Five years ago, King County and the City of Seattle declared a state of emergency on homelessness. Nevertheless, despite modest declines in subpopulations like families and youth, homelessness rates continued to rise almost every year.
As thousands of new workers arrived daily, the region’s affordable housing stock shrank. Rents skyrocketed, historic Black and Brown neighborhoods gentrified, homeless shelters swelled, and homelessness surged. So did racial disparities. Black, Indigenous, and People of Color—who had been systemically denied housing through redlining and racial convents, and who faced higher rates of poverty and discrimination through centuries of racist policy—disproportionately experienced homelessness. Profound economic prosperity for some created equally profound suffering for others.
False narratives that our homelessness crisis stemmed from “ineffective” government spending rather than a lack of funding or resources persisted. Yet, when Seattle’s Chamber of Commerce hired the national consultants McKinsey & Company two years ago to analyze the city’s housing stock and homelessness spending, the data told a different story. Spending was indeed growing, but, so too, was the need. King County needed an estimated $360 million and $410 million per year to address the crisis at scale. Using a “conservative set of assumptions,” a subsequent McKinsey study issued an even higher price tag, estimating a cost “between $4.5 billion and $11 billion over ten years” to end homelessness.
In the spring of 2018, the Seattle City Council attempted to pass the now failed Employee Head Tax to address the resource gap. The tax would have raised $20 million—a mere fraction of the need. Business leaders aggressively pushed back, launching the “No Tax on Jobs” campaign to gather signatures to overturn the tax. The City Council repealed the tax. The status quo endured.
Until now.
Homelessness advocates have long argued that homelessness is a housing crisis, a public health crisis, and a moral crisis. As the unprecedented COVID-19 pandemic ravaged our communities, the message became impossible to ignore. How can you socially distance in a homeless shelter crammed with hundreds of people in one space? How can you shelter-in-place when you have no home?

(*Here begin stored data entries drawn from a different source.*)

PR #1149, opened 2020-05-27
Add Pylint

### LINKED ISSUE #1100: Support Pylint
## Information

- Website: https://www.pylint.org/
- Source code: https://github.com/PyCQA/pylint
- Language: Python

## Why do you need the tool?

- Just want to use Pylint

dev-yakuza:
Fix #1100

- [X] Write a [document](https://github.com/sider/sider-docs) for the new runner. PR sider/sider-docs#432


ybiquitous:
Can you fix the failed unit test? ⬇️ 

> ConfigTest#test_content_with_linter_section [/home/runner/work/runners/runners/test/config_test.rb:34]:

https://github.com/sider/runners/pull/1149/checks?check_run_id=711498577#step:5:240

CHANGELOG.md
```diff
@@ -6,6 +6,10 @@ All notable changes to this project will be documented in this file.
 
 [Full diff](https://github.com/sider/runners/compare/0.25.2...HEAD)
 
+New supported:
+
+- **Pylint** [#1149](https://github.com/sider/runners/pull/1149)
+
```
ybiquitous, line 12: CHANGELOG.md is updated for **0.25.3**, so please merge or rebase. 🙏

analyzers.yml
```diff
@@ -153,3 +153,7 @@ analyzers:
     name: TyScan
     github: sider/TyScan
     doc: tools/javascript/tyscan
+  pylint:
+    name: pylint
+    github: PyCQA/pylint
+    doc: tools/python/pylint
```
ybiquitous, line 159: Please fix the position. 🙏 

https://github.com/sider/runners/blob/686926eac1be5572e53471777a52360b2269c2ef/analyzers.yml#L2

.github/workflows/build.yml
```diff
@@ -95,6 +95,7 @@ jobs:
           - swiftlint
           - tslint
           - tyscan
+          - pylint
```
ybiquitous, line 98: Please fix the position according to the alphabetical order. 🙏

analyzers.yml
```diff
@@ -153,3 +153,7 @@ analyzers:
     name: TyScan
     github: sider/TyScan
     doc: tools/javascript/tyscan
+  pylint:
+    name: pylint
```
ybiquitous, line 157: It seems to me that the official name is **Pylint** instead of pylint.

```suggestion
    name: Pylint
```

lib/runners.rb
```diff
@@ -107,6 +107,7 @@
 require "runners/processor/swiftlint"
 require "runners/processor/tslint"
 require "runners/processor/tyscan"
+require "runners/processor/pylint"
```
ybiquitous, line 110: Alphabetical order also here.

lib/runners/processor/pylint.rb
```diff
@@ -0,0 +1,91 @@
+module Runners
+  class Processor::Pylint < Processor
+    Schema = StrongJSON.new do
+      let :runner_config, Schema::BaseConfig.base.update_fields { |fields|
+        fields.merge!(
+          rcfile: string?,
+          ignore: enum?(string, array(string)),
+          errorsOnly: boolean?,
```
ybiquitous, line 8: Please fix it according to the convention between other tools:

```suggestion
          errors-only: boolean?,
```

lib/runners/processor/pylint.rb
```diff
@@ -0,0 +1,91 @@
...
+    end
+
+    def erros_only
+      config = config_linter[:errorsOnly] || config_linter.dig(:options, :errorsOnly)
+      ["--errors-only"] if config
+    end
+
+    def analyzed_files
+      # Via glob
+      targets = Array(config_linter[:target] || DEFAULT_TARGET)
```
ybiquitous, line 46: Do we need to add `target` into `Schema.runner_config`?

lib/runners/processor/pylint.rb
```diff
@@ -0,0 +1,91 @@
...
+      let :rule, object(
+        severity: string,
+      )
+    end
+
+    register_config_schema(name: :pylint, schema: Schema.runner_config)
+
+    DEFAULT_TARGET = [
+      "**/*.{py}",
+      { shebang: true },
```
ybiquitous, line 21: [question] Is this `{ shebang: true },` necessary?

lib/runners/processor/pylint.rb
dev-yakuza: Sorry, we don't need it. it's a copy-paste mistake. 😭 
I will modify it.

Thanks.

lib/runners/processor/pylint.rb
ybiquitous: Sorry, quotes are needed:

```suggestion
          "errors-only": boolean?,
```

Usage:

```ruby
config_linter[:"errors-only"]
```

lib/runners/processor/pylint.rb
dev-yakuza: I tested it, it looks not necessary. I will delete it!

Thanks 🙇‍♂️

CHANGELOG.md
dev-yakuza: I will rebase and merge after all reviews!

Thanks

lib/runners/processor/pylint.rb
ybiquitous: I think `target` option is useful for some users, for example:

```yaml
linter:
  pylint:
    target: 
      - "src/**/*.py"
      - "test/**/*.py"
```

lib/runners/processor/pylint.rb
```diff
@@ -0,0 +1,86 @@
+module Runners
+  class Processor::Pylint < Processor
```
ybiquitous, line 2: [suggestion] How about including `Python` module? See also `processor/flake8.rb`

```suggestion
  class Processor::Pylint < Processor
    include Python

```

lib/runners/processor/pylint.rb
dev-yakuza: OK, I will add the option!

Thanks!

dev-yakuza:
> [question] Can we provide our default configuration for Pylint if users have their own configuration?

I think it's difficult. According to the document([command-line-options](https://docs.pylint.org/en/1.6.0/run.html#command-line-options)), 

> You can specify a configuration file on the command line using the `--rcfile` option. Otherwise, Pylint searches for a configuration file in the following order and uses the first one it finds:
>1. `pylintrc` in the current working directory
>2. `.pylintrc` in the current working directory

So, if the user has `pylintrc` or `.pylintrc` file in the working directory, Pylint refers to the file first.

we can set `--rcfile` option for our default configuration, but it will ignore the user configuration file if the user didn't set `--rcfile` option in `sider.yml`.

ybiquitous:
Thanks, I understand it. When users turn on Pylint on Sider and they don't have any configuration files, then what happens?

BTW, the following link seems the latest:
https://github.com/PyCQA/pylint/blob/master/doc/user_guide/run.rst

dev-yakuza:
> Thanks, I understand it. When users turn on Pylint on Sider and they don't have any configuration files, then what happens?

Pylint has the default configuration([pylintrc](https://github.com/PyCQA/pylint/blob/master/pylintrc)), so If the user doesn't have `pytlintrc` file, Pylint would use the default configuration.

So, I think we don't need to make our default configuration file.

ybiquitous:
Great. 👍 

BTW, it seems better to explicitly set `--jobs=2` option when running it on Sider. Because users can overwrite `jobs` via their `pylintrc` file.

https://github.com/PyCQA/pylint/blob/1fc490c0a1d0df5d4d6a64da0ccf2dd711b9bf67/pylintrc#L23

There may be other options like `jobs`. What do you think?

dev-yakuza:
>BTW, it seems better to explicitly set --jobs=2 option when running it on Sider. Because users can overwrite jobs via their pylintrc file.

OK, I will set `--jobs=2`.
I think other options are fine.

lib/runners/processor/pylint.rb
```diff
@@ -0,0 +1,91 @@
...
+      trace_writer.message "Analyzing #{files.size} file(s)..."
+
+      stdout, stderr = capture3(
+        analyzer_bin,
+        *files,
+        *rcfile,
+        *ignore,
+        *erros_only,
+        '--output-format=json',
+      )
```
ybiquitous, line 80: [suggestion] How about setting `--exit-zero`?

> --exit-zero
> Always return a 0 (non-error) status code, even if
> lint errors are found. This is primarily useful in
> continuous integration scripts.

If so, we can use `capture3!` instead of `capture3` as follows:

```ruby
stdout, stderr = capture3!(...)
```

dev-yakuza: Oh! it looks better! I will add and test it.

Thanks! 🙏

lib/runners/processor/pylint.rb
```diff
@@ -0,0 +1,93 @@
...
+
+    def analyze(changes)
+      run_analyzer
+    end
+
+    private
+
+    def rcfile
+      file = config_linter[:rcfile]
+      Array(file ? "--rcfile=#{file}" : nil)
```
ybiquitous, line 32:
```suggestion
      config_linter[:rcfile].then { |file| file ? ["--rcfile=#{file}"] : [] }
```

lib/runners/processor/pylint.rb
```diff
@@ -0,0 +1,93 @@
...
+    end
+
+    def ignore
+      Array(config_linter[:ignore] || []).then { |arr| arr.empty? ? nil : "--ignore=#{arr.join(",")}" }
+    end
+
+    def erros_only
+      config = config_linter[:'errors-only'] || config_linter.dig(:options, :'errors-only')
+      ["--errors-only"] if config
```
ybiquitous, line 41:
```suggestion
      config_linter[:'errors-only'].then { |value| value ? ["--errors-only"] : [] }
```

`:options` does not exist 😏

test/smokes/pylint/expectations.rb
```diff
@@ -0,0 +1,152 @@
...
+s.add_test(
+  "success",
+  type: "success",
+  issues: [],
+  analyzer: { name: "Pylint", version: "2.5.2" }
+)
+
+s.add_test(
+  "failure",
+  timestamp: :_,
```
ybiquitous, line 12: [nitpick] This can be omitted:

```suggestion
  timestamp: :_,
```

lib/runners/processor/pylint.rb
```diff
@@ -0,0 +1,91 @@
...
+      targets = Array(config_linter[:target] || DEFAULT_TARGET)
+      globs = targets.select { |glob| glob.is_a? String }
+      Dir.glob(globs, File::FNM_EXTGLOB, base: current_dir)
+    end
+
+    def parse_result(output)
+      json = JSON.parse(output, symbolize_names: true)
+      json.flat_map do |issue|
+        yield Issue.new(
+          id: "[#{issue[:'message-id']}]#{issue[:symbol]}",
```
ybiquitous, line 53: [question] What differences between the following?

- `id: "[#{issue[:'message-id']}]#{issue[:symbol]}",`
- `id: issue[:'message-id'],`

What advantages to set `:symbol`?

dev-yakuza: I thought it is a more user-friendly message.

- message-id only: `E0602`
- message-id with the symbol: `[E0602]undefined-variable`

It is just my opinion. What do you think about it?

ybiquitous: `message-id` seems an internal expression of Pylint to me. 🤔 

Is there a document to explain about `message-id` and `symbol`?

ybiquitous: I think that the `issue.id` field should be simple and clear for users, e.g. ESLint's [no-empty](https://eslint.org/docs/rules/no-empty).

- Users see the `id` on Sider.
- Users configure tool's config file and `sider.yml` via the `id`.

So, showing two IDs like `[E0602]undefined-variable` can make users confused.

dev-yakuza: There is the doc about the messages. ([basic-checker-messages](http://pylint.pycqa.org/en/latest/technical_reference/features.html#basic-checker-messages))

OK, I got it. I will change to display only `message-id`.

Thanks!

ybiquitous: It seems good to add some metadata to a `rule` object as follows:

```ruby
let :rule, object(
  severity: string,
  symbol: string,
  module: string,
)
```

We will be able to use them in the future.

ybiquitous: I found the doc on GitHub:
https://github.com/PyCQA/pylint/blob/master/doc/user_guide/message-control.rst

ybiquitous: > OK, I got it. I will change to display only `message-id`.

Sorry, isn't showing only `symbol` better? It's more readable.

ybiquitous:
We can close all Sider issues. 👍

ybiquitous:
Can you please merge master to this branch? Then, if CI passes, you can merge it.

yykamei:
I'm seeing this PR. Sorry to late :pray:

yykamei:
In my opinion, the default configuration of Pylint is too noisy for me. For example, it issues the violations of the "Missing docstring." Of course, it's better to write document for modules, functions, and classes, but this does not fit for every project. So, I think we should our default configuration like runner_flake8 in the near future. Fortunately, Pylint sees the configuration exists on the HOME directory (See the description about `--rcfile` of [Command line options](http://pylint.pycqa.org/en/latest/user_guide/run.html#command-line-options)).

However, our new `runner_pylint` will be beta, so it's good to inject the default configuration later.

ybiquitous:
@yykamei's idea makes sense to me. But `missing-docstring` is disabled by default?

https://github.com/PyCQA/pylint/blob/1ad2f2550ca34f12da0a1065cd1e61cdeefba90b/pylintrc#L56-L64

yykamei:
To be accurate, `missing-function-docstring`, `missing-class-docstring`, and `missing-module-docstring` are still enabled by default.

ybiquitous:
Thanks, I see. 👍

ybiquitous:
> However, our new `runner_pylint` will be beta, so it's good to inject the default configuration later.

Agreed 👍

lib/runners/processor/pylint.rb
```diff
@@ -0,0 +1,97 @@
...
+      stdout, stderr = capture3!(
+        analyzer_bin,
+        *files,
+        *rcfile,
+        *ignore,
+        *erros_only,
+        '--output-format=json',
+        '--jobs=2',
+        '--exit-zero',
+      )
```
yykamei, line 85: Maybe, we should add `--disable=import-error` in the command line arguments because the violation `import-error` would be issued against almost all projects. This is because Pylint tries to [import modules](https://github.com/PyCQA/pylint/blob/1ad2f2550ca34f12da0a1065cd1e61cdeefba90b/pylint/checkers/imports.py#L784), but our Runners does not install dependencies from users' repository. Ideally, it's good to support the violation `import-error`, but it would not be worth our while to deal with just one violation.

lib/runners/processor/pylint.rb
```diff
@@ -0,0 +1,98 @@
...
+      stdout, stderr = capture3!(
+        analyzer_bin,
+        *files,
+        *rcfile,
+        *ignore,
+        *erros_only,
+        '--output-format=json',
+        '--jobs=2',
+        '--exit-zero',
+        '--disable=E0401',
```
ybiquitous, line 85: [question] Always disable `E0401`? Why?

lib/runners/processor/pylint.rb
```diff
@@ -0,0 +1,98 @@
...
+
+      Results::Success.new(guid: guid, analyzer: analyzer).tap do |result|
+        parse_result(stdout) do |issue|
+          result.add_issue issue
+        end
+      end
+    end
+
+  end
+end
```
ybiquitous, line 98: [question] Do you setup EditorConfig?

https://github.com/sider/runners/blob/529e3411ce704e257ad232fe2fc9c0b86a3d50ff/.editorconfig#L7

https://github.com/sider/runners#prerequisites

lib/runners/processor/pylint.rb
dev-yakuza: >Maybe, we should add --disable=import-error in the command line arguments because the violation import-error would be issued against almost all projects. 

`E0401` is the message-id of `import-error` symbol.

ybiquitous: I see. Then, can you please add a comment and use `import-error` instead of `E0401`?
It's better to add a link to a document about Pylint's importing modules.

```suggestion
        # NOTE: We don't support importing modules yet. See https://...
        '--disable=import-error',
```

lib/runners/processor/pylint.rb
dev-yakuza: Sorry, I will setup it.

lib/runners/processor/pylint.rb
```diff
@@ -0,0 +1,102 @@
...
+      stdout, stderr = capture3!(
+        analyzer_bin,
+        *files,
+        *rcfile,
+        *ignore,
+        *erros_only,
+        '--output-format=json',
+        # NOTE: If jobs option is not 1, the output is different
+        # @see https://github.com/PyCQA/pylint/issues/374
+        '--jobs=1',
```
ybiquitous, line 85: Nice comment. 👍

CHANGELOG.md
```diff
@@ -6,6 +6,10 @@ All notable changes to this project will be documented in this file.
 
 [Full diff](https://github.com/sider/runners/compare/0.25.5...HEAD)
 
+New supported:
+
+- **Pylint** [#1149](https://github.com/sider/runners/pull/1149)
+
```
ybiquitous, line 12: 0.25.6 was released:

https://github.com/sider/runners/blob/720548da48caa6472b543e4a37f9842138701114/CHANGELOG.md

Suddenly, changes decades in the making happened overnight. Empty buildings were rapidly identified and transformed into isolation and quarantine facilities. Crowded homeless shelters were “de-intensified” and moved to hotels. Building permits were bypassed to build more tiny houses.
Along the way, another maxim proved true: if you diagnose homelessness like a medical condition, housing is the treatment. Within a month of moving Downtown Emergency Service Center’s (DESC) 200-person shelter to a Renton hotel, the number of violent or serious “red flag incidents” dropped by 75%: from 133 in April 2019 to 33 in April 2020. When residents had their own bit of peace and quiet—when they were afforded the dignity of their own bathroom, the privacy of their own bedroom—they began to stabilize and heal. Calls to police decreased. Housing, not jail, was the cure.
But looming budget deficits threaten to destroy progress. Washington State is projecting a $4.5 billion shortfall next year; the City of Seattle is estimating a $300 million gap. Meanwhile, one-sixth of Washingtonians are unemployed. Almost 30,000 residents have been infected; almost 1,300 have died. Low-paid essential workers, like grocery store, food processing, or human service professionals, face the highest risk of exposure and death; they are also disproportionately Black and Brown.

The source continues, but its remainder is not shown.